**WHAT YOU NEED TO DO:**
All lines after the one containing "mufeili: Done." are needed, along with that line itself. Please repeat them exactly through the end of the entries.

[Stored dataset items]
PR #783, opened 2019-08-22
[Model Zoo] DGMG for molecule generation

mufeili:
## Description
1. DGMG for molecule generation, with both training scripts and pre-trained model support.
2. Remove `examples/pytorch/model_zoo/chem/property_prediction/inference_pretrained.ipynb` as dicussed before. @VoVAllen If you want to keep it, you can make a PR [here](https://github.com/dglai/DGL-GTC2019) and add links in a README.

Todo (@mufeili): Final test should be performed before merge.

## Checklist
- [x] Code is well-documented


examples/pytorch/model_zoo/chem/generative_models/dgmg/README.md
```diff
@@ -0,0 +1,104 @@
...
+
+### Using new datasets
+
+If you want to train with new datasets, you can proceed as follows:
+1. Get the list of atom types and bond types from a list of molecule SMILES. 
+You can use `get_atom_and_bond_types` at `L370, utils.py`.
+2. Since DGMG has some limitation in generating molecules (E.g. it ignores things like protonation and chirality), we
+need to standardize our dataset to avoid false novel molecules. You can preprocess your dataset with 
+`preprocess_dataset` at `L638, utils.py`. 
+3. Modify the dataset class `MoleculeDataset._setup` at `L753, utils.py`.
```
VoVAllen: It's not practical for user to use their own dataset under current interface. At least I still don't have a clear idea on how to customize after 15-min reading. Also it's not a good practice to ask user to rewrite a function which modifies `self`.

python/dgl/model_zoo/chem/pretrain.py
```diff
@@ -14,17 +48,21 @@ def load_pretrained(model_name):
...
         model = GCNClassifier(in_feats=74,
                               gcn_hidden_feats=[64, 64],
                               n_tasks=12,
                               classifier_hidden_feats=64)
-        checkpoint = torch.load(local_pretrained_path)
-        model.load_state_dict(checkpoint['model_state_dict'])
-        return model
-    else:
-        raise RuntimeError("Cannot find a pretrained model with name {}".format(model_name))
+    elif model_name[:4] == 'DGMG':
```
VoVAllen: using `model.startswith`

examples/pytorch/model_zoo/chem/generative_models/dgmg/sascorer.py
```diff
@@ -0,0 +1,178 @@
...
+        sascore = 10.0
+    elif sascore < 1.:
+        sascore = 1.0
+
+    return sascore
+
+def processMols(mols):
+    print('smiles\tName\tsa_score')
+    for i, m in enumerate(mols):
+        if m is None:
```
VoVAllen: What's this?

mufeili: This is a descriptor computation function from rdkit. It fails to handle a corner case so some modifications are performed.

mufeili:
@VoVAllen I do not prefer moving files to `example/dgmg`. We should only import from modules like `dgl`. Examples themselves should stand alone and to import across examples should not be encouraged. In addition, many of the utilities are not related to the previous DGMG example and this can lead to additional confusion. I think it is fine as long as we make the entry points clear enough.

python/dgl/model_zoo/chem/pretrain.py
mufeili: Done.

examples/pytorch/model_zoo/chem/generative_models/dgmg/README.md
mufeili: Agree. I've made an update and see if you feel more comfortable now.

examples/pytorch/model_zoo/chem/generative_models/dgmg/eval.py
```diff
@@ -0,0 +1,161 @@
...
+    # Setup dataset and data loader
+    dataset = MoleculeDataset(args['dataset'], subset_id=rank, n_subsets=args['num_processes'])
+    env = dataset.env
+
+    # Initialize model
+    if rank == args['num_processes'] - 1:
+        print('Loading the trained model...')
+
+    if not args['pretrained']:
+        model = model_zoo.chem.DGMG(env=env, node_hidden_size=args['node_hidden_size'],
```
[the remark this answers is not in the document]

**EXERCISE RESPONSE:**
mufeili: Done.

examples/pytorch/model_zoo/chem/generative_models/dgmg/README.md
mufeili: Agree. I've made an update and see if you feel more comfortable now.

examples/pytorch/model_zoo/chem/generative_models/dgmg/eval.py
```diff
@@ -0,0 +1,161 @@
...
+    # Setup dataset and data loader
+    dataset = MoleculeDataset(args['dataset'], subset_id=rank, n_subsets=args['num_processes'])
+    env = dataset.env
+
+    # Initialize model
+    if rank == args['num_processes'] - 1:
+        print('Loading the trained model...')
+
+    if not args['pretrained']:
+        model = model_zoo.chem.DGMG(env=env, node_hidden_size=args['node_hidden_size'],
```
[the remark this answers is not in the document]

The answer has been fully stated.